The proposal to amend GAAR is included in the Notice of Ways and Means Motion to Amend the Income Tax Act, Resolution 18. The government proposes to amend section 245 of the Act to expand the range of transactions to which GAAR may apply.

Moreover, the government proposes that this change will be retroactive to 1988, the year that GAAR was enacted. In effect, this would replace the text of the law as originally enacted with something different, grandfathered back to the original enactment. While any retroactive taxation change is problematic, it is particularly so in the case of GAAR because it is a unique provision that applies to a broad range of circumstances and can have a broad range of consequences. The government's proposed changes could cause far-reaching implications for not only Canadian taxpayers, but also for foreign enterprises as well as for Canada's international obligations under its bilateral tax treaties.

At the same time as this pre-emptive strike is unfolding, the Supreme Court has, for the first time, agreed to hear two cases on GAAR. Until now, the courts have held that for GAAR to apply to a transaction, or a series of transactions, the following conditions must be met.

* The transaction(s) in question must result in a tax benefit to the taxpayer.

* The primary purpose of the transaction(s) is to obtain the tax benefit.

* There has been a misuse or abuse of one or more provisions of the Canadian Income Tax Act.

Since the CRA would not be challenging a tax plan if there were no tax benefit, the key tests are whether the primary purpose of the plan is to obtain a tax benefit and whether there has been a misuse or abuse of a provision of the Act. The Canadian courts have held that if the primary purpose of a transaction(s) is a business purpose and not to obtain a tax benefit, then GAAR cannot apply. Therefore, as long as a taxpayer can justify the transactions from a business perspective, they should be safe from GAAR.

Even if the primary purpose of the transaction(s) is to obtain a tax benefit, there still must be a misuse or abuse of a provision of the Canadian Income Tax Act. The courts have held that for there to be a misuse or abuse, there must be a clear and unambiguous policy intent with respect to the specific provisions that have been abused.
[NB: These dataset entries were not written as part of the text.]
PR #4837, opened 2022-07-11
[OSX] Move get command exit code from eval string.

### LINKED ISSUE #4612: OSX CI build failed but shown as 'passed'

AenBleidd:
This fixes #4612.

### DIFF
--- a/mac_build/BuildMacBOINC.sh
+++ b/mac_build/BuildMacBOINC.sh
@@ -2,7 +2,7 @@
 
 # This file is part of BOINC.
 # http://boinc.berkeley.edu
-# Copyright (C) 2017 University of California
+# Copyright (C) 2022 University of California
 #
 # BOINC is free software; you can redistribute it and/or modify it
 # under the terms of the GNU Lesser General Public License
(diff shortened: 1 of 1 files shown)


CharlieFenton:
@AenBleidd Why are you changing this? This script is not  used by CI; CI uses buildMacBOINC-CI.sh, so this file is not the reason the CI builds are not showing build failures.

CharlieFenton:
My mistake; I now see that buildMacBOINC-CI.sh calls buildMacBOINC.sh. I will test it.

AenBleidd:
@CharlieFenton, this script is called from the `buildMacBOINC-CI.sh` script.
And I checked, that this doesn't work on CI because we do 
```
source BuildMacBOINC.sh ${config} -noclean -target ${target} | tee xcodebuild_${target}.log | $beautifier; retval=${PIPESTATUS[0]}
```
And when in this script there is `eval` with `result=$?` **inside** this `eval`, `result` value is never reported as non-zero.

AenBleidd:
> My mistake; I now see that buildMacBOINC-CI.sh calls buildMacBOINC.sh. I will test it.

No problem :)

CharlieFenton (approved):
Works correctly on my Mac under zsh. Please remember to update the copyright year in line 5. Also, I would appreciate it if you would add a description of your change to the edit history after line 37.

PR #4841, opened 2022-07-12
[CI][osx] Add mac osx logs files

talregev:
Add mac osx logs files.

### DIFF
--- a/deploy/prepare_deployment.py
+++ b/deploy/prepare_deployment.py
@@ -214,6 +214,7 @@ logs_list = [
     '3rdParty/mingw/vcpkg/buildtrees/*.log',
     '3rdParty/Windows/vcpkg/buildtrees/*.log',
     'android/BOINC/app/build/reports/',
+    'mac_build/xcodebuild_*.log',
 ]
 
 def prepare_7z_archive(archive_name, target_directory, files_list):


AenBleidd:
This is not needed. All these logs are already appear as a build log and could be read directly from the CI flow, no need to duplicate them and upload

talregev:
> This is not needed. All these logs are already appear as a build log and could be read directly from the CI flow, no need to duplicate them and upload

I am not duplicated. this logs already created. Also so I upload them as debug process as we can downloads files and search for it, or compare other run or other debug ideas.

AenBleidd:
Again: these logs are the same that you can see in the output log, no additional info there

talregev:
> Again: these logs are the same that you can see in the output log, no additional info there

I am not talking on additional info, as also it can be hint to add other files. I am talking other tool for debug. Not all the devs debug like you ...

AenBleidd:
@talregev, then why we don't upload everything that is printed to the output to the logs when flow fails? Maybe because it's not needed? Here's the same. Why should you download any file if you can directly see the same logs in your browser?

talregev:
> @talregev, then why we don't upload everything that is printed to the output to the logs when flow fails? Maybe because it's not needed? Here's the same. Why should you download any file if you can directly see the same logs in your browser?

I give you some example above. In the browser for example, you cannot compare 2 logs files in different runs. 
And we can think other stuff. I don't tell you to upload everything. Just key point logs files for mac.

AenBleidd:
> I give you some example above. In the browser for example, you cannot compare 2 logs files in different runs.

Nobody stops you from opening two tabs in browser with different runs

AenBleidd:
Again: we never upload the same that is already printed on screen, only some additional info that is not shown during the build.
Why OSX flow should be different?

talregev:
> Nobody stops you from opening two tabs in browser with different

Let's see you compare 2 tabs in a long texts, instead to compare 2 files with diff. Are you really want to go of that direction?

AenBleidd:
> Are you really want to go to that direction?

We already do this for **every other flow**. Why should OSX be different?

talregev:
> > Are you really want to go to that direction?
> 
> We already do this for **every other flow**. Why should OSX be different?

I never compare 2 tabs in the browser.

AenBleidd:
We also never zip output of any other flow.

talregev:
> We also never zip output of any other flow.

We actually do this for Linux. That how I solve the bug with the share compilation. I compare 2 files before and after my change in opencl.

AenBleidd:
What exact files are you talking about?
'config.log' is not printed to output by default

talregev:
Printed some of it. and save config.log. Even if save only the print output I will never compare 2 tabs with long text. It not logical. I compare 2 logs files.

deploy/prepare_deployment.py
```diff
@@ -214,79 +214,115 @@
     '3rdParty/mingw/vcpkg/buildtrees/*.log',
     '3rdParty/Windows/vcpkg/buildtrees/*.log',
     'android/BOINC/app/build/reports/',
+    'mac_build/xcodebuild_*.log',
```
AenBleidd, line 217: @talregev, please remove all changes but this line and I'll merge this PR

AenBleidd: Already done here: https://github.com/BOINC/boinc/pull/4845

Appeals under consideration

While this framework has now been applied in many cases, the Supreme Court of Canada has not yet had its say--although it soon will. On June 24, 2004, the Supreme Court granted leave to appeal in two recent GAAR cases: one in which the CRA was successful and one in which the taxpayer was successful.

In Kaulius v The Queen, 2003 DTC 5644 (FCA), the taxpayers acquired interests in a partnership to access partnership losses. These were denied by the CRA on the basis of GAAR. The Federal Court of Appeal held that there was a general policy in the Income Tax Act against the transfer of losses between arm's length taxpayers such that the taxpayers' transactions resulted in an abuse relative to the provisions of the Act. The appeal to the Supreme Court focuses on certain "clear and unambiguous" policies in the Act for the purposes of applying GAAR.
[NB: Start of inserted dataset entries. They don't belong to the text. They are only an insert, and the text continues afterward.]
PR #4843, opened 2022-07-13
Vboxwrapper improvements

computezrmle:
**Description of the Change**
Vboxwrapper 26204 calls "vboxmanage -q list hdds" which can lead to a race condition when multiple instances of vboxwrapper (even older versions) are running concurrently.
This PR replaces "list hdds" with "showhdinfo ..." which implicitly asks for a lock.

Since "showhdinfo" requires a bit more error handling this is used to automatically set a new UUID to the vdi if necessary.

**Alternate Designs**
N/A

**Release Notes**
Fix possible race condition in Vboxwrapper 26204

### DIFF
--- a/samples/vboxwrapper/vbox_common.cpp
+++ b/samples/vboxwrapper/vbox_common.cpp
@@ -661,7 +661,7 @@ int VBOX_BASE::get_scratch_directory(string& dir) {
 int VBOX_BASE::get_slot_directory(string& dir) {
     char slot_dir[256];
 
-    if (getcwd(slot_dir, sizeof(slot_dir))) {;}
+    getcwd(slot_dir, sizeof(slot_dir));
     dir = slot_dir;
 
     if (!dir.empty()) {
--- a/samples/vboxwrapper/vbox_common.cpp
+++ b/samples/vboxwrapper/vbox_common.cpp
@@ -661,7 +661,7 @@ int VBOX_BASE::get_scratch_directory(string& dir) {
 int VBOX_BASE::get_slot_directory(string& dir) {
     char slot_dir[256];
 
-    getcwd(slot_dir, sizeof(slot_dir));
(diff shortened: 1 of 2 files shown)


davidpanderson:
Looks fine to me.

AenBleidd:
I'll test this in weekend.

computezrmle:
Extended test at LHC@home -dev have shown that there are still severe errors when multiple instances of vboxwrapper run concurrently.
This needs more investigation and additional error handling.

lfield:
Please merge and release. We will test it on LHC@home Dev.

AenBleidd:
I'll make a review and merge it ASAP

computezrmle:
Tasks from LHC@home -dev are using vboxwrapper 26205 (Windows/Linux) from an artifact here for a couple of days.
They do not show any vboxwrapper related issues.
A couple of (Linux) tasks from Rosetta also succeeded.

Hence, this PR may be reviewed/merged and vboxwrapper 26205 may be released.

AenBleidd:
@computezrmle, thank you for the update. I'll make review tonight.

samples/vboxwrapper/vbox_common.cpp
```diff
@@ -661,7 +661,7 @@ int VBOX_BASE::get_scratch_directory(string& dir) {
 int VBOX_BASE::get_slot_directory(string& dir) {
     char slot_dir[256];
 
-    getcwd(slot_dir, sizeof(slot_dir));
+    if (getcwd(slot_dir, sizeof(slot_dir))) {;}
```
AenBleidd, line 664: Maybe instead of this weird looking code is better to check for an error? In case of function failure the content of `slot_dir` might contain thrash and further crash the whole application.

computezrmle: Cancelled this change and reverted back to the original code.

In Canada Trustco Mortgage Company v The Queen, 2004 DTC 6119 (FCA), the taxpayer purchased certain equipment that was leased back to the vendor. These lease financing transactions were structured such that the taxpayer bore little "economic risk" in the purchase price of the equipment. The CRA denied the taxpayer's capital cost allowance deduction of the leased equipment on the basis that it did not incur any "cost" to acquire the equipment since the taxpayer bore no economic risk for the purchase price.

The Federal Court of Appeal found that GAAR did not apply in this case since there was no clear and unambiguous policy that capital cost allowance could only be claimed on economic cost (versus legal cost) incurred to acquire an asset. The appeal to the Supreme Court relates to the issue of whether the Federal Court of Appeal erred in failing to consider the substance of the transactions in determining whether GAAR applied, or whether the Court erred in holding that there was no misuse or abuse.

While no one can predict how the Supreme Court will rule in these cases, taxpayers and tax professionals alike can only hope that the decisions will clarify how the CRA may apply GAAR. The prevailing belief in the tax community is that the jurisprudence to date may have gutted the application of GAAR. The Supreme Court will be the government's last kick at the can to restore the spectre of the provision. The recent replacement of Justice Iaccobucci on the court may bode well for the government, since the new judges are not considered "taxpayer friendly."

Stan Zinman (szinman@bdo.ca) is a partner of BDO Dunwoody LLP.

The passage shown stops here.